Design a GitHub Actions CI pipeline for a Playwright suite with 450 tests. The suite must: run in under 15 minutes, test against a staging environment URL from a secret, publish the HTML report as a GitHub Pages deployment on main, and send a Slack notification on failure. Write the key sections of the workflow file.

8 Self-Check

Click each question to reveal the answer.

What is blob reporting and why is it needed for sharded runs?

Blob reporting writes a compact binary file containing the full test results from a single shard. When each shard runs with --reporter=blob, it produces one blob file. The merge-reports job then downloads all blob files and combines them into a single HTML report covering all shards. Without blob reporting, each shard produces its own disconnected HTML report and there is no combined view of the full suite run.

Why should browser binaries be cached separately from node_modules?
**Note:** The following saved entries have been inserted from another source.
PR #224, opened 2021-09-30
Windows port non gnulib

rdinnager:
Okay, finally had to do another full rebase and it finally looks like it worked properly. Sorry about the delay. I think my issues might have something to do with squashing commits by default when merging upstream, which confuses github. I will have to look into it.

I have tested this with a full recompile. I now get no errors in the debug window in SLiMgui since I fixed the working directory issue. Also, all SLiM tests pass. Some Eidos tests fail because some of them refer to `/tmp/` still, and the ones that use `system` still fail obviously.

To Do:

- [x] Fix help file problems (encoding or line-endings most likely)
- [x] Fix fonts to match other platforms better
- [x] Fix temporary folder issue
- [ ] Try and find a fix for `Eidos_GetMaxRSS()`
- [ ] Setup test compilation on Windows github actions
- [x] Make MSYS2 MINGW package that can be installed with `pacman` (https://www.msys2.org/wiki/Creating-Packages/)
- [ ] Look into `conda` packaging
- [ ] Write installation instructions for SLiM manual
- [ ] Benchmark Windows compilation?

### DIFF
--- a/CMakeLists.txt
+++ b/CMakeLists.txt
@@ -130,7 +130,6 @@ if(WIN32)
     set_target_properties(gnu PROPERTIES IMPORTED_LOCATION ${GNU_STATIC_LIB})
     set_target_properties(gnu PROPERTIES INTERFACE_INCLUDE_DIRECTORIES ${GNU_INCLUDES})
     set_target_properties(gnu PROPERTIES INTERFACE_SYSTEM_INCLUDE_DIRECTORIES ${GNU_INCLUDES})
-
 endif()
 
 # Test for -flto support
--- a/CMakeLists.txt
+++ b/CMakeLists.txt
@@ -72,11 +72,28 @@ option(BUILD_SLIMGUI "Build the Qt5-based GUI for SLiM" OFF)
 set(CMAKE_C_FLAGS "${CMAKE_C_FLAGS} -std=c11 -Wno-attributes -Wunused-label -Wimplicit -Wunused-variable -Wunused-value -Wno-pragmas -Wempty-body -Wshadow -Wparentheses -Wmissing-prototypes -Wswitch -Wpointer-sign -Wsign-compare -Wstrict-prototypes -Wno-sign-conversion -Wuninitialized")
 set(CMAKE_CXX_FLAGS "${CMAKE_CXX_FLAGS} -std=c++11 -Wno-attributes -Wunused-label -Wunused-variable -Wunused-value -Wno-pragmas -Wempty-body -Wshadow -Wparentheses -Wswitch -Wsign-compare -Wno-sign-conversion -Wuninitialized")
 
-# Windows specific flags
+# Windows specific flags and variables
 if(WIN32)
-    set(CMAKE_CXX_FLAGS "${CMAKE_CXX_FLAGS} -DDO_MEMORY_CHECKS=0")
     set(CMAKE_CXX_STANDARD_LIBRARIES "-static-libgcc -static-libstdc++ -lwsock32 -lws2_32 ${CMAKE_CXX_STANDARD_LIBRARIES}")
     set(CMAKE_EXE_LINKER_FLAGS "${CMAKE_EXE_LINKER_FLAGS} -Wl,-Bstatic,--whole-archive -lwinpthread -Wl,--no-whole-archive")
+    set(GNULIB_NAMESPACE_SOURCES "${PROJECT_SOURCE_DIR}/core/chromosome.cpp" 
+        "${PROJECT_SOURCE_DIR}/core/genome.cpp" 
+        "${PROJECT_SOURCE_DIR}/core/population.cpp"
+        "${PROJECT_SOURCE_DIR}/core/slim_globals.cpp"
+        "${PROJECT_SOURCE_DIR}/core/slim_sim_eidos.cpp"
+        "${PROJECT_SOURCE_DIR}/core/slim_sim.cpp"
+        "${PROJECT_SOURCE_DIR}/core/subpopulation.cpp",
+        "${PROJECT_SOURCE_DIR}/eidos/eidos_functions.cpp"
+        "${PROJECT_SOURCE_DIR}/eidos/eidos_globals.cpp"
+        "${PROJECT_SOURCE_DIR}/QtSLiM/QtSLiMAbout.cpp"
+        "${PROJECT_SOURCE_DIR}/QtSLiM/QtSLiMAppDelegate.cpp"
+        "${PROJECT_SOURCE_DIR}/QtSLiM/QtSLiMFindRecipe.cpp"
+        "${PROJECT_SOURCE_DIR}/QtSLiM/QtSLiMGraphView.cpp"
+        "${PROJECT_SOURCE_DIR}/QtSLiM/QtSLiMHaplotypeOptions.cpp"
+        "${PROJECT_SOURCE_DIR}/QtSLiM/QtSLiMHelpWindow.cpp"
+        "${PROJECT_SOURCE_DIR}/QtSLiM/QtSLiMScriptTextEdit.cpp"
+        "${PROJECT_SOURCE_DIR}/QtSLiM/QtSLiMVariableBrowser.cpp"
+        "${PROJECT_SOURCE_DIR}/QtSLiM/QtSLiMWindow.cpp")
 endif()
 
 set(CMAKE_C_FLAGS_DEBUG "${CMAKE_C_FLAGS_DEBUG} -g -Og -DDEBUG=1 -DSLIMPROFILING=0")
@@ -179,7 +196,7 @@ add_executable(${TARGET_NAME} ${EIDOS_SOURCES})
 target_include_directories(${TARGET_NAME} PRIVATE ${GSL_INCLUDES} "${PROJECT_SOURCE_DIR}/eidos")
 target_link_libraries(${TARGET_NAME} PUBLIC gsl eidos_zlib tables)
 if(WIN32)
-set_source_files_properties(${EIDOS_SOURCES} PROPERTIES COMPILE_FLAGS "-include config.h")
+    set_source_files_properties(${EIDOS_SOURCES} PROPERTIES COMPILE_FLAGS "-include config.h")
     target_include_directories(${TARGET_NAME} BEFORE PUBLIC ${GNU_DIR})
     target_link_libraries(${TARGET_NAME} PUBLIC gnu)
 endif()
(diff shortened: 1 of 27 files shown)


CMakeLists.txt
```diff
@@ -70,6 +72,30 @@ option(BUILD_SLIMGUI "Build the Qt5-based GUI for SLiM" OFF)
 set(CMAKE_C_FLAGS "${CMAKE_C_FLAGS} -std=c11 -Wno-attributes -Wunused-label -Wimplicit -Wunused-variable -Wunused-value -Wno-pragmas -Wempty-body -Wshadow -Wparentheses -Wmissing-prototypes -Wswitch -Wpointer-sign -Wsign-compare -Wstrict-prototypes -Wno-sign-conversion -Wuninitialized")
 set(CMAKE_CXX_FLAGS "${CMAKE_CXX_FLAGS} -std=c++11 -Wno-attributes -Wunused-label -Wunused-variable -Wunused-value -Wno-pragmas -Wempty-body -Wshadow -Wparentheses -Wswitch -Wsign-compare -Wno-sign-conversion -Wuninitialized")
 
+# Windows specific flags and variables
+if(WIN32)
+    set(CMAKE_CXX_STANDARD_LIBRARIES "-static-libgcc -static-libstdc++ -lwsock32 -lws2_32 ${CMAKE_CXX_STANDARD_LIBRARIES}")
+    set(CMAKE_EXE_LINKER_FLAGS "${CMAKE_EXE_LINKER_FLAGS} -Wl,-Bstatic,--whole-archive -lwinpthread -Wl,--no-whole-archive")
+    set(GNULIB_NAMESPACE_SOURCES "${PROJECT_SOURCE_DIR}/core/chromosome.cpp"
```
bhaller, line 79: I think I see what you're doing with this `GNULIB_NAMESPACE_SOURCES` business.  It is elegant; the only question I have regards maintenance.  From time to time, I will presumably add something to some source file that will create a dependency on gnulib, and that will break the Windows build until you notice it and fix it.  Is there a reason not to just do the gnulib include and define for *all* source files?  Are there source files where that causes a problem?  Or does it just make the build substantially slower?  If it works OK, it might make our lives simpler down the road.

core/slim_eidos_block.cpp
```diff
@@ -23,6 +23,9 @@
 #include <algorithm>
 #include <vector>
 
+#ifdef _WIN32
+#define strtoq strtoll
```
bhaller, line 27: This should no longer be needed, I changed all the strtoq() to strtoll().

eidos/eidos_globals.cpp
```diff
@@ -17,6 +17,7 @@
 //
 //	You should have received a copy of the GNU General Public License along with Eidos.  If not, see <http://www.gnu.org/licenses/>.
 
+// On Windows enable gnulib namespace to avoid clashed with some class methods
```
bhaller, line 20: this comment can be removed...?

eidos/eidos_globals.cpp
```diff
@@ -1266,7 +1292,16 @@ bool Eidos_CreateDirectory(std::string p_path, std::string* p_error_string)
 // This is /tmp/ (with trailing slash!) on macOS and Linux, but will be elsewhere on Windows.  Should be used instead of /tmp/ everywhere.
 std::string Eidos_TemporaryDirectory(void)
 {
+	#ifdef _WIN32
+	std::string temp_path;
+	char charPath[MAX_PATH];
+	if (GetTempPathA(MAX_PATH, charPath))
+  		temp_path = charPath;
+	std::replace(temp_path.begin(), temp_path.end(), '\\', '/'); // replace windows slashes
```
bhaller, line 1300: huh, interesting; the C filesystem APIs expect forward slashes rather than backslashes, even on Windows, then?  or how does this work?

eidos/eidos_interpreter.cpp
```diff
@@ -31,6 +31,10 @@
 #include <algorithm>
 #include <limits.h>
 
+#ifdef _WIN32
+#define strtoq strtoll
```
bhaller, line 35: again, can be removed, strtoq() is no longer called

bhaller (commented):
OK, looking very close now.  If you clean up the remaining minor issues I will approve this PR, when will make things simpler as far as merging and rebasing and so forth.  Any remaining changes can be done in subsequent PRs.  Does that sound right to you?

CMakeLists.txt
rdinnager: To understand why we should only define this for some sources, it would help to under how `gnulib` works. It works by selectively defining functions that are missing on the target system. This works great in C code but causes a problem in C++ code. This is because if you have a class with a method which happens to have the same name as one of the functions being replaced by `gnulib`, that method gets redefined and you get linker errors. The `GNULIB_NAMESPACE` define works around this by telling `gnulib` to define its replacement functions as `gnulib::function_name`, so it no longer clashes with any C++ class methods. So you put this define in any source that has such a clash. The problem is then, if you use any of the functions defined by `gnulib` in that same source, it won't work anymore because you now have to refer to them as `gnulib::function_name` instead of just `function_name`. So if we put this in all sources, we will likely have to do a lot more replacing of `function_name` with `gnulib::function_name`, and that will be just as annoying if not more annoying to maintain I think, and will lead to having to touch a lot more files potentially. On the other hand it is possible that this situation doesn't come up that often, so it might be worth testing out... I don't know, can we leave it for now? I can try and test alternatives a little down the road once this is all set up? 

In the mean time I can set up a gh actions CI for the Windows build that can warn me if the build gets broken by any update.

eidos/eidos_globals.cpp
rdinnager: Oops, yes.

eidos/eidos_globals.cpp
rdinnager: This is a bit of a workaround. I found that some SLiM tests failed if I didn't do this. Somewhere in the Eidos code the backslashes get interpreted as escape characters, which causes an error. This is the easy solution because the funny thing is that Windows understands forward slashes in paths perfectly fine and converts them to backslashes automatically. So the easiest thing is to just always use forward slashes, because they work on both unix and Windows.

rdinnager:
Okay, all done.

CMakeLists.txt
bhaller: I see.  OK, your solution seems best.  Thanks for the explanation.

eidos/eidos_globals.cpp
bhaller: Aha, interesting.  OK, great.  A comment that effect, here where you do the replace, would be great.

bhaller:
> Okay, all done.

OK.  There's one or two small things that need an edit stemming from the replies I just did.  Ping me once that's done, and then I'll do a final review and merge it.

rdinnager:
@bhaller Okay, I think that is the last thing.

bhaller:
Or if you prefer I can approve this now and you can roll further changes into the next PR, of course; don't need to keep making you do these tiny commits, just aiming for polish.  :->

bhaller:
Merged.  Good stuff!  Thanks for your patience with the reviews, I know I'm a perfectionist.  :->  This seems very releasable in SLiM 3.7.  If the `pacman` install is working well, then the writeup for the manual is about all that's needed, right?  The Eidos_GetMaxRSS() is pretty minor, test compilation with GH Actions would be great but can be set up post-release, and conda can be done later.  I'm not sure when SLiM 3.7 is going to roll; there's a user who I was expecting would want me to do it immediately after committing some of my recent work, for publication reasons, but she has gone walkabout so I'm going to just keep stuffing bug fixes in until she resurfaces.  :->

rdinnager:
Sounds good. There is actually one awkward thing about the `pacman` package stuff. I assume you would want the source for the package to be downloaded from the official release on your website? I will need this to get updated to a version with the windows stuff in it before I can submit the package to the msys2 packages repo, and get it ready for users to use. So that means the package won't be ready when the release comes out, because I have to wait for the release to get the package creation process started, does that make sense? Or I could use the github release tarball (actually I think I will have to because `pacman` only supports tarball archives I think), but this still means I have to wait for a new release. I guess this isn't too much of a big deal. I suppose we could put the package installation instructions in the manual for the release with a note that the package may take a week or so to become available (in the mean time, here is compilation instructions... etc.).

bhaller:
> Sounds good. There is actually one awkward thing about the `pacman` package stuff...

Hmm.  Well, it could be based on the official release package on the SLiM website, or it could be based on the GitHub release.  I don't feel strongly one way or the other.  Right now the source archive contains only the code needed to build command-line SLiM, not SLiMgui, but that is unimportant; it can become a full source archive, I have no problem with that.

So here's a question.  If we base it on GitHub, then presumably it will need to be revised whenever a new version is released – it will refer to a specific release version number?  So then we'd change it to the new release tag, and then have to wait for that to get processed?  Whereas if we base it on the source archive on the SLiM website, would that mean that if that archive is updated to a new version the pacman install automatically updates to install the new code?

If that last bit is true, then I see a path forward.  I could produce a new source archive that has all the Windows stuff, and put that onto the website, with a preliminary version number or something – I could do that now, or as soon as we decide that it's sufficiently polished.  It would go up there without fanfare or announcement, and would not be the final 3.7 code, but the pacman process could then be started.  Whenever the 3.7 release is ready, I'd release it and update the source archive, we'd officially announce that it is now ported to Windows, and people would then automatically get the 3.7 release version if they installed at that point.  Does that work, or would people continue getting the pre-3.7 code for some period of time?  How do other developers handle this, do you think?

rdinnager:
I believe your suggestion would work. However, whether we go with Github or the website I'd still need to update the package because it requires specifying the version of any software package being installed. this version number can then be used as a variable to point to the right file to download. So either way, I'd have to update the package, but in either case, all I would have to do is increment the version number. So whichever way you prefer is fine with me. I guess you suggestion makes the most sense, at least initially, since you won't have to make a full official release to get things started.

bhaller:
I see.  Hmm.  Well, yes, I'd prefer to keep the version history on GitHub relatively clean.  I realize now that I also don't want to put prerelease stuff in the source archive on my website, though – I want that to always provide the sources for the current release version, not something prerelease.  But it sounds like I could just put a source archive at a *different* URL on my website, right?  A URL that is otherwise not public, and is used only for pacman purposes?  That's easy to do.  Maybe it would be good to try turning the crank right now, just to see whether everything goes smoothly, even though we don't intend to say anything public about it yet.  What do you think?  Or we can wait a couple more days, at which point almost all the dust will probably have settled.  Anyway, let me know exactly what you need me to post, and when you think I should do it, and I'll follow your lead.  :->

rdinnager:
Yes, that sounds like it would work. Another possibility is to just have a branch of the SLiM github repository for the latest release. So every time you release a new version, make a branch. The `pacman` package can point there (in the same way it is currently pointing to my forked branch). If you didn't want to accumulate a branch for every release, you could always use the same branch name, just delete the old release's branch each time, and them remake the same branch again with the new release. And you could just make the branch now so we can test the package. Then replace it once the official release comes out? Or have the different URL on your website, whatever seems better to you is fine. But yeah, it would probably be good to test it out before the new release goes live, on way or another.

bhaller:
I think I prefer to have a separate URL on my website for pacman; I'd prefer not to have git involved in this process.  I'll make that archive once a couple of things get sorted out today.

Playwright browser binaries (Chromium, WebKit, Firefox) are 200–400MB each and stored in ~/.cache/ms-playwright, not inside node_modules. Caching node_modules does not cache the browsers. A fresh CI runner that restores node_modules from cache but not the browsers still has to download and install them, which takes 2–3 minutes. Cache both paths separately using their own cache keys.

A CI run shows 8% of tests failing on retry. What does this tell you?

8% retry rate indicates a significant flakiness problem. It means roughly 1 in 12 test executions is producing a wrong result on the first attempt. This is not acceptable background noise — it means the tests are not reliable indicators of product quality. Investigate the most frequently retrying tests first: check for missing waits, shared test data causing race conditions, or environment instability. Do not raise the retry count — that hides the problem rather than solving it.

9 ISTQB Mapping

CTAL-TAE Section 6.3 — CI/CD integration of automated tests. The standard specifically addresses parallelisation, reporting, and the role of automated tests as a pipeline quality gate. Sharding is the practical implementation of parallel test execution across machines. Section 4.4 — Test automation reporting and artefacts. The blob/merge pattern is the canonical approach to producing unified reports from distributed test runs, satisfying the requirement for complete and accessible test result artefacts.